Requirement: Only a single number is expected: how many lines of the data hold the word "opened".

Supplied entries:
......

PR #2568, opened 2020-07-02
[DEV-5546] New api/v2/disaster/award/amount/ endpoint

tony-sappe:
**Description:**
Provides the File C award outlay and obligation totals. Filterable by DEFC and award type code

**Technical details:**
Also cleaned up previously created tests in the new disaster app

**Requirements for PR merge:**

1. [x] Unit & integration tests updated
2. [x] API documentation updated
3. [x] Necessary PR reviewers:
    - [x] Backend
    - [x] Frontend
4. [x] Matview impact assessment completed (N/A)
5. [x] Frontend impact assessment completed
6. [x] Data validation completed
7. [x] Appropriate Operations ticket(s) created (N/A)
8. [x] Jira Ticket [DEV-5546](https://federal-spending-transparency.atlassian.net/browse/DEV-5546):
    - [x] Link to this Pull-Request
    - [x] Performance evaluation of affected API
    - [x] Before / After data comparison

**Area for explaining above N/A when needed:**
```
No edits to database required
```

PR #2567, opened 2020-07-01
[DEV-5291] Adding obligation and outlay to Federal Account Loans response

tony-sappe:
**Description:**
Updates to design mocks surfaced a shortcoming on the initial implementation of the loans endpoint for Federal Account data. Now the loans response includes obligation and outlays from File C. These changes will need to be included in the future loans endpoints.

......

Your solution: 2